[Stored items]
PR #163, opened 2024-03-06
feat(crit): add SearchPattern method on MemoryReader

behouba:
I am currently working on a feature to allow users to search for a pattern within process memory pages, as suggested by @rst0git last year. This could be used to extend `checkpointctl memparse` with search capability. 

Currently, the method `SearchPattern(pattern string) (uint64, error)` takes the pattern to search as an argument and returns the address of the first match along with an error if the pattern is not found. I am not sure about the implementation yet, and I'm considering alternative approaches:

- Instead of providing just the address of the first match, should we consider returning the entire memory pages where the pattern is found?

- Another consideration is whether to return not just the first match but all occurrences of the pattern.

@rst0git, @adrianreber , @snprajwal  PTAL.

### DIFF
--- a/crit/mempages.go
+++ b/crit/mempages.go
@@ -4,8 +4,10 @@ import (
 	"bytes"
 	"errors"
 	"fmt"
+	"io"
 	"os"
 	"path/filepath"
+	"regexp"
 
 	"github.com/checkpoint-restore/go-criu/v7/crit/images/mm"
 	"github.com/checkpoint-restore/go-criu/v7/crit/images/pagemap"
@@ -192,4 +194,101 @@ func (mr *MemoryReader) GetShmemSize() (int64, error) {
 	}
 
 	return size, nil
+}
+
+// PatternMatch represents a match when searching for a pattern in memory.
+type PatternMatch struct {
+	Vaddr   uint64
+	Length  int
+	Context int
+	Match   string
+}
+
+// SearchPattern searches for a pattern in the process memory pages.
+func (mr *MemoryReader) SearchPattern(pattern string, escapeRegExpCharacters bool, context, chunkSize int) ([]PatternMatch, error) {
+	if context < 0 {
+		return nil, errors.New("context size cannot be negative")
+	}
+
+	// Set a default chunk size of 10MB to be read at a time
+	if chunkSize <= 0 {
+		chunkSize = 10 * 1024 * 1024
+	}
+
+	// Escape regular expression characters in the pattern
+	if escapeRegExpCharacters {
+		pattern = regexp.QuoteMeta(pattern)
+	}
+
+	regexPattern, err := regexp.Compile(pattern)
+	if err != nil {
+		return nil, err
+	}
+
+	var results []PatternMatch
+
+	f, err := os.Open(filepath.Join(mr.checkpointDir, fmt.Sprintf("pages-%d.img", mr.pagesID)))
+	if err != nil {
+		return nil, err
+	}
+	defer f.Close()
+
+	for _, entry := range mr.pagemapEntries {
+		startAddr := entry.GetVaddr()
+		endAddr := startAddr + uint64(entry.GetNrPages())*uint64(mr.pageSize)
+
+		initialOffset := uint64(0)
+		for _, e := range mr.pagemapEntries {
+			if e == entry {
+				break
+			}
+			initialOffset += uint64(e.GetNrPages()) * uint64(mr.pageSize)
* * *
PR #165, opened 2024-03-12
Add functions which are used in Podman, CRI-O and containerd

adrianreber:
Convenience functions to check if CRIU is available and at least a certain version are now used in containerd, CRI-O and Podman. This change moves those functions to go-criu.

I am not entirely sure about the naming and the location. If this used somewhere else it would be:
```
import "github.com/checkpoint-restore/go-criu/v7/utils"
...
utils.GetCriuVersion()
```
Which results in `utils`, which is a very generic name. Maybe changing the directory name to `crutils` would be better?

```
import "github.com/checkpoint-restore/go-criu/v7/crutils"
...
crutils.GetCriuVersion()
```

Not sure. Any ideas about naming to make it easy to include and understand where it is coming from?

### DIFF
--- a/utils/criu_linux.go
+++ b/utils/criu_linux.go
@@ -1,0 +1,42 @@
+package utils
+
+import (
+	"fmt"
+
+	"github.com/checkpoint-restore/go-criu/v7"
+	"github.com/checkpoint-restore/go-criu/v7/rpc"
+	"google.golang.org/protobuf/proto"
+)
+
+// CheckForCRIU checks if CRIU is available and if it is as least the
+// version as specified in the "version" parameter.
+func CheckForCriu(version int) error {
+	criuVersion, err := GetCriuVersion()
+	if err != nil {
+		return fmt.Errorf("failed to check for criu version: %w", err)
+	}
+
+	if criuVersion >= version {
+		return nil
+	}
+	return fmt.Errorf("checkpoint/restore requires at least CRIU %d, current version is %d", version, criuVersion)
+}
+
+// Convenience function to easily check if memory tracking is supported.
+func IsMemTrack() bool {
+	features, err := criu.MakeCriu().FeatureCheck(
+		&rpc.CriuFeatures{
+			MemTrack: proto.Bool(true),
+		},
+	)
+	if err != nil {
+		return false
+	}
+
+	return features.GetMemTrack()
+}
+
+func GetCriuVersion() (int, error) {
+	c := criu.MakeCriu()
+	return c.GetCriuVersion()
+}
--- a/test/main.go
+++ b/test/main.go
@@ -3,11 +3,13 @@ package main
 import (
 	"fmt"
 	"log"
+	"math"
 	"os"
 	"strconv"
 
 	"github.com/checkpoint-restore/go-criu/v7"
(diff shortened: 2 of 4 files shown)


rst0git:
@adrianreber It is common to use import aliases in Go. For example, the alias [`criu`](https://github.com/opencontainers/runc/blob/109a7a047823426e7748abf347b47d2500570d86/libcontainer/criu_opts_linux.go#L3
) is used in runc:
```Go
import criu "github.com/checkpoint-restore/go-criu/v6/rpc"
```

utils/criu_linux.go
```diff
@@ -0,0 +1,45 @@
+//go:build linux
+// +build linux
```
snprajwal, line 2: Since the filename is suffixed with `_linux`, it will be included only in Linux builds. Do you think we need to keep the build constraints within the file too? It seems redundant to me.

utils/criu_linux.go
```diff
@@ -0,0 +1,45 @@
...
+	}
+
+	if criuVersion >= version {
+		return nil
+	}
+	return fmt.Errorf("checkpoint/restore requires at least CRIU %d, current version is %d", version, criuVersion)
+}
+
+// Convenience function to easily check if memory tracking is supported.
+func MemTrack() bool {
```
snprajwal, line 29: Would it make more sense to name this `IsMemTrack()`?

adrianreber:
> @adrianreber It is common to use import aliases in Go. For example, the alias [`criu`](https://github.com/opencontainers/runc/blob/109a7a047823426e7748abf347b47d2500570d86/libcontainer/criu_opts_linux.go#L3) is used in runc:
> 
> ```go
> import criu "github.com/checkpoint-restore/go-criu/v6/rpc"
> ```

§ **Your instructions**
When a line among the entries contains "PatternMatch", pull that line out.

§ **Response to the task**
+// PatternMatch represents a match when searching for a pattern in memory.
+type PatternMatch struct {
+func (mr *MemoryReader) SearchPattern(pattern string, escapeRegExpCharacters bool, context, chunkSize int) ([]PatternMatch, error) {
+	var results []PatternMatch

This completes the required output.